Comparison of inflammatory component roles in bone resorption

	Deletion/inhibition effects on bone resorption (lesion size)[a]
Inflammatory component	Endodontic	Periodontal
IL-1	Reduced	Reduced
IL-1 receptor	Increased[b]	Not tested
TNF-a	No effect	Reduced
TNF receptor	Increased	Reduced
IL-6	Increased	Reduced
Prostaglandins	Reduced	Reduced
IFN-γ	Increased	Reduced
PMNs/monocytes	Reduced[b]	Increased[c]
B- and T-cell (SCID mice)	No effect[b]	Reduced
IL-17	No effect	Increased

Increased bone resorption is consistent with protective effects; reduced resorption consistent with a net destructive effect.

With increased morbidity/mortality noted.

Based on clinical findings of immunodeficiencies.

Neutrophils are active in the development of bone loss associated with endodontic lesions. This has been demonstrated in animals with some neutropenia having a considerable decrease in periapical lesion formation (31). The recruitment of PMNs with chemokines has also been implicated in the pathogenesis of periapical lesions. IL-8/CXCL8 chemokine expression is prominent in periapical lesions, consistent with heavy infiltration by PMNs (32).

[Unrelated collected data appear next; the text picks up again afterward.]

PR #5351, opened 2019-08-28
fix: correct references to flattened fields in selection signals.

### LINKED ISSUE #5334: Selections are not working with nested data
For example

```json
{
  "selection": {
    "grid": {
      "type": "interval",
      "bind": "scales"
    }
  },
  "data": {
    "values": [
      {"nested":{ "a": "1", "b": 28}},
      {"nested":{ "a": "2", "b": 55}},
      {"nested":{ "a": "3", "b": 43}},
      {"nested":{ "a": "4", "b": 91}},
      {"nested":{ "a": "5", "b": 81}},
      {"nested":{ "a": "6", "b": 53}},
      {"nested":{ "a": "7", "b": 19}},
      {"nested":{ "a": "8", "b": 87}},     
      {"nested":{ "a": "8", "b": 52}}
    ]
  },
  "mark": "point",
  "encoding": {
    "y": {
      "field": "nested.a",
      "type": "quantitative"
    },
    "x": {
      "field": "nested.b",
      "type": "quantitative"
    }
  }
}
```

from https://github.com/vega/vega-lite/issues/4517#issuecomment-524568226

arvind:
Fields are only flattened if they participate in encoding rules. Thus, we continue to use bracket notation to access datum values in signal expressions as we cannot be guaranteed that the flattened field will be present. However, the field name stored as part of a SelectionProjection will *always* use dot notation as these names are either returned to us flattened by `model.vgField` or users explicitly specify them in the input spec (in which case, dot notation is their only recourse). Thus, when referencing the field via a selection's top-level signal, we just directly access the flattened field name, rather than unpacking it via bracket notation.

Fixes #5334.

### DIFF
--- a/src/compile/data/parse.ts
+++ b/src/compile/data/parse.ts
@@ -322,6 +322,7 @@ export function parseData(model: Model): DataComponent {
   }
 
   head = ParseNode.makeImplicitFromEncoding(head, model, ancestorParse) || head;
+  head = ParseNode.makeImplicitFromSelection(head, model, ancestorParse) || head;
 
   if (isUnitModel(model)) {
     head = GeoJSONNode.parseAll(head, model);
--- a/src/compile/data/parse.ts
+++ b/src/compile/data/parse.ts
@@ -23,8 +23,8 @@ import {
   isJoinAggregate,
   isLoess,
   isLookup,
-  isRegression,
   isPivot,
+  isRegression,
   isSample,
   isStack,
   isTimeUnit,
@@ -43,7 +43,12 @@ import {FilterNode} from './filter';
 import {FilterInvalidNode} from './filterinvalid';
 import {FlattenTransformNode} from './flatten';
 import {FoldTransformNode} from './fold';
-import {ParseNode} from './formatparse';
+import {
+  getImplicitFromEncoding,
+  getImplicitFromFilterTransform,
+  getImplicitFromSelection,
+  ParseNode
+} from './formatparse';
 import {GeoJSONNode} from './geojson';
 import {GeoPointNode} from './geopoint';
 import {GraticuleNode} from './graticule';
@@ -54,8 +59,8 @@ import {JoinAggregateTransformNode} from './joinaggregate';
 import {makeJoinAggregateFromFacet} from './joinaggregatefacet';
 import {LoessTransformNode} from './loess';
 import {LookupNode} from './lookup';
-import {RegressionTransformNode} from './regression';
 import {PivotTransformNode} from './pivot';
+import {RegressionTransformNode} from './regression';
 import {SampleTransformNode} from './sample';
 import {SequenceNode} from './sequence';
 import {SourceNode} from './source';
@@ -145,7 +150,8 @@ export function parseTransformArray(head: DataFlowNode, model: Model, ancestorPa
       transformNode = head = new CalculateNode(head, t);
       derivedType = 'derived';
     } else if (isFilter(t)) {
-      transformNode = head = ParseNode.makeImplicitFromFilterTransform(head, t, ancestorParse) || head;
+      const implicit = getImplicitFromFilterTransform(t);
+      transformNode = head = ParseNode.makeWithAncestors(head, {}, implicit, ancestorParse) || head;
 
       head = new FilterNode(head, model, t.filter);
     } else if (isBin(t)) {
@@ -321,8 +327,10 @@ export function parseData(model: Model): DataComponent {
     head = parseTransformArray(head, model, ancestorParse);
   }
 
-  head = ParseNode.makeImplicitFromEncoding(head, model, ancestorParse) || head;
-  head = ParseNode.makeImplicitFromSelection(head, model, ancestorParse) || head;
+  // create parse nodes for fields that need to be parsed (or flattened) implicitly
+  const implicitSelection = getImplicitFromSelection(model);
+  const implicitEncoding = getImplicitFromEncoding(model);
+  head = ParseNode.makeWithAncestors(head, {}, {...implicitSelection, ...implicitEncoding}, ancestorParse) || head;
 
   if (isUnitModel(model)) {
     head = GeoJSONNode.parseAll(head, model);
--- a/src/compile/data/formatparse.ts
+++ b/src/compile/data/formatparse.ts
@@ -58,6 +58,129 @@ function parseExpression(field: string, parse: string): string {
   }
 }
 
+export function getImplicitFromFilterTransform(transform: FilterTransform) {
+  const implicit: Dict<string> = {};
+  forEachLeaf(transform.filter, filter => {
+    if (isFieldPredicate(filter)) {
+      // Automatically add a parse node for filters with filter objects
+      let val: string | number | boolean | DateTime = null;
+
+      // For EqualFilter, just use the equal property.
+      // For RangeFilter and OneOfFilter, all array members should have
+      // the same type, so we only use the first one.
+      if (isFieldEqualPredicate(filter)) {
+        val = filter.equal;
+      } else if (isFieldRangePredicate(filter)) {
+        val = filter.range[0];
+      } else if (isFieldOneOfPredicate(filter)) {
+        val = (filter.oneOf || filter['in'])[0];
+      } // else -- for filter expression, we can't infer anything
+      if (val) {
+        if (isDateTime(val)) {
+          implicit[filter.field] = 'date';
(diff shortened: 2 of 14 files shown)


domoritz:
Looks good. Are you adding flattening for fields that are only referenced in selections as well?

arvind:
I'm not planning to primarily due to time constraints (with my limited time, I'd rather push forward on code paths I'm already familiar and this felt like a principled fix rather than a hack/workaround).

domoritz:
Okay. Can you explain what you meant by "this PR felt like a principled fix rather than a hack/workaround"?

arvind:
Sure -- I mean that the description/reason I gave when opening this PR feels principled in the sense that selection signals do not need to make any assumptions about what is or isn't happening to the `datum`. Instead, selections can remain agnostic/independent about whether any flattening has occurred and react purely based on what the user specifies (which matches what is returned by `model.vgField`).

domoritz:
Just to clarify, if the user starts with this spec.

```json
{
  "selection": {
    "grid": {
      "type": "multi", "fields": ["nested.b"]
    }
  },
  "data": {
    "values": [
      {"nested":{ "a": "1", "b": 28}},
      {"nested":{ "a": "2", "b": 55}},
      {"nested":{ "a": "3", "b": 43}},
      {"nested":{ "a": "4", "b": 91}},
      {"nested":{ "a": "5", "b": 81}},
      {"nested":{ "a": "6", "b": 53}},
      {"nested":{ "a": "7", "b": 19}},
      {"nested":{ "a": "8", "b": 87}},     
      {"nested":{ "a": "8", "b": 52}}
    ]
  },
  "mark": "point",
  "encoding": {
    "y": {
      "field": "nested.a",
      "type": "quantitative"
    },
    "x": {
      "field": "nested.a",
      "type": "quantitative"
    }
  }
}
```

And now they add a calculate transform to derive fields `nested.aa` and `nested.bb`. 

In the spec below, the user has to know that they have to write `"fields": ["nested\\.bb"]` instead of `"fields": ["nested.bb"]` in the selection. They don't need to change anything in the encoding. 

```json
{
  "selection": {
    "grid": {
      "type": "multi", "fields": ["nested.bb"]
    }
  },
  "data": {
    "values": [
      {"nested":{ "a": "1", "b": 28}},
      {"nested":{ "a": "2", "b": 55}},
      {"nested":{ "a": "3", "b": 43}},
      {"nested":{ "a": "4", "b": 91}},
      {"nested":{ "a": "5", "b": 81}},
      {"nested":{ "a": "6", "b": 53}},
      {"nested":{ "a": "7", "b": 19}},
      {"nested":{ "a": "8", "b": 87}},     
      {"nested":{ "a": "8", "b": 52}}
    ]
  },
  "transform": [{
    "calculate": "datum.nested.a", "as": "nested.aa"
  }, {
    "calculate": "datum.nested.b", "as": "nested.bb"
  }],
  "mark": "point",
  "encoding": {
    "y": {
      "field": "nested.aa",
      "type": "quantitative"
    },
    "x": {
      "field": "nested.aa",
      "type": "quantitative"
    },
    "color": {
      "condition": {"selection": "grid", "value": "red"}
    }
  }
}
```

arvind:
Thanks for that example, @domoritz! That helped me understand the full scope of flattening. And it turns out updating `formatparse` wasn't as hard/as much work as I'd initially feared, yay! Updated this PR to more thoroughly address this issue, with corresponding test cases. So it should be ready for re-review.

domoritz:
The second example in https://github.com/vega/vega-lite/pull/5351#issuecomment-525977832 still doesn't work for me. Clicking the circles doesn't make them red. 

If I replace

```json
{
      "name": "grid_tuple_fields",
      "value": [{"type": "E", "field": "nested.bb"}]
    },
```

with

```json
{
      "name": "grid_tuple_fields",
      "value": [{"type": "E", "field": "nested\\.bb"}]
    },
```

in the generated Vega, it works.

src/compile/data/parse.ts
```diff
@@ -322,6 +322,7 @@ export function parseData(model: Model): DataComponent {
   }
 
   head = ParseNode.makeImplicitFromEncoding(head, model, ancestorParse) || head;
```
domoritz: I believe that we may create unnecessarily flattening for fields that are already flattened in `makeImplicitFromEncoding`. I see three solutions. First, we could extract the code that computes `implicit` for encodings and selections and then call `makeWithAncestors` once for a single implicit dict. Second, makeImplicitFromEncoding could return its `implicit`, which we pass to `makeImplicitFromSelection`, and there we ignore fields that are already flattened otherwise. Second, you could merge `makeImplicitFromEncoding` and `makeImplicitFromSelection` so that they share the same `implicit` dict. I guess this is like the first approach but encapsulates the logic. I'd prefer the first as it's most explicit.

arvind: Thanks for the comment. Yes, I'd thought about this and tested it informally (e.g., using the spec below in which both `makeImplicitFromEncoding` and `makeImplicitFromSelection` are called). As far as I could tell, duplicate flattening does _not_ occur. But, I wasn't sure how to formally test this as a unit test (i.e., focused on just parsing/assembling the `ParseNode`). I'm happy to add a test case that parses the whole model and assembles the full dataflow and test what's in the `transform` array, but that doesn't feel like the right approach. Open to ideas/suggestions here. 

Re: your suggested solutions, option (1) won't work because the existing `fromEncoding` logic expects `TypedFieldDefs` -- selections only hold field and channel names as strings to simplify assembly. I'm happy to merge into a single `makeImplicitFromEncodingAndSelection` such that only a single `implicit` object is populated and passed to `makeWithAncestors` if we prefer that. I chose the current approach because I thought that better separated concerns. 

Let me know what you'd prefer.

arvind:
Thanks, I'd forgotten to send a PR for updating the `vlSelectionTest` function to no longer use a field accessor function. We should see the expected behavior with vega/vega#2002.

src/compile/data/parse.ts
arvind:
```json
{
  "selection": {
    "grid": {
      "type": "multi", "fields": ["nested.a"]
    }
  },
  "data": {
    "values": [
      {"nested":{ "a": "1", "b": 28}},
      {"nested":{ "a": "2", "b": 55}},
      {"nested":{ "a": "3", "b": 43}},
      {"nested":{ "a": "4", "b": 91}},
      {"nested":{ "a": "5", "b": 81}},
      {"nested":{ "a": "6", "b": 53}},
      {"nested":{ "a": "7", "b": 19}},
      {"nested":{ "a": "8", "b": 87}},     
      {"nested":{ "a": "8", "b": 52}}
    ]
  },
  "mark": "point",
  "encoding": {
    "y": {
      "field": "nested.b",
      "type": "quantitative"
    },
    "x": {
      "field": "nested.b",
      "type": "quantitative"
    },
    "color": {
      "condition": {"selection": "grid", "value": "red"}
    }
  }
}
```

does not yield any duplicate flattening (though it should, were it an issue I think?).

domoritz: Which field would you expect to be flattened twice?

I can take care of avoiding duplicate flattening since I am more familiar with the dataflow stuff.

domoritz:
Is it necessary to update Vega or should Vega-Lite generate different spec as I suggested above?

src/compile/data/parse.ts
arvind: Sorry, I think we did a simultaneous update. In the updated spec above, the selection is projected over `nested.b` which is also used in `encoding`. We would expect to see duplicates, but we don't. I think this was your original concern in https://github.com/vega/vega-lite/pull/5351#discussion_r321986174 but perhaps I'm misunderstanding?

arvind:
We should update Vega to keep our logic consistent. Otherwise, we introduce more complexity of needing to remember when we're referring to flattened fields, and when we're referring to nested fields. I'd rather not need to remember how to coordinate that, and just reference flattened fields always.

arvind:
Oh I just noticed that Vega-Lite outputs `nested\\.b` for field refs elsewhere. Which function should I be calling to output the escaped version instead?

domoritz:
We have to remember already since when we access a `field` in Vega and use a `.`, Vega interprets it as a nested access. But if we use `.` to write a field with `as`, the field is flattened and `.` becomes part of the name of the field.

domoritz:
@arvind Please have a look at afc6337 and merge if you think it looks good.

arvind:
That’s a nice solution! Thanks @domoritz!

The recruitment of monocytes is critical in the antimicrobial defense in lesions of endodontic origin. Chemokines and chemokine receptors stimulate innate and adaptive immunity in the periapical environment and in the development of granulomas associated with these lesions (33). Genetic deletion of MCP-1/CCL2, identified in monocytes/macrophages and bone lining cells in endodontic lesions, significantly reduces monocytic infiltrate while increasing the amount of bone resorption (34, 35). Similarly, the absence of the MCP-1 receptor (CCR2) or genetic ablation of CC chemokine receptor five (CCR5) results in an increased amount of apical bone resorption and is associated with higher levels of the osteolytic factors, such as RANKL and cathepsin K (19, 36). Interestingly, activation of the MCP-1/CCL2-CCR2 axis appears to play an active role in mediating the migration of monocytes/macrophages while limiting the infiltration of PMNs (36).

The RANKL and osteoprotegerin (OPG) expression demonstrate a heterogeneous pattern in periapical granulomas, ranging from a high ratio of RANKL to OPG consistent with bone resorption to a low ratio seen in sites with minimal bone resorption (37). These disparate findings in levels of RANKL/OPG ratio may be indicative of an expanding lesion with active bone resorption or a stable lesion with minimal bone resorption (37, 38). A description of the role of the RANK-OPG axis in stimulating osteoclastogenesis and bone resorption is shown in Fig. 1.

Periodontal diseases

The periodontium is a complex set of tissues that are in close proximity with a complex biofilm harboring diverse and numerous bacterial species (39, 40). Periodontal diseases include gingivitis and periodontitis. While it is a consensus that periodontal diseases are stimulated by bacterial adherence to the tooth surface, there is controversy about which bacteria stimulate the irreversible breakdown of periodontal tissues in periodontitis (40, 41). Recent evidences from studies that do not rely upon bacterial culture techniques suggest that there are approximately 700 bacterial species in the oral cavity (39). As a general rule, the bacteria that might cause periodontitis have classically been identified as gram-negative anaerobic bacteria that survive in the gingival sulcus, the space between the tooth surface and the adjacent gingival epithelium (42). Much attention has been spent on Aggregatibacter actinomycetemcomitans and Porphyromonas gingivalis, which have been linked to localized aggressive ‘juvenile periodontitis’ and ‘adult periodontitis’, respectively (42, 43). However, recent approaches to bacterial identification have suggested that a reevaluation of pathogenic species is warranted.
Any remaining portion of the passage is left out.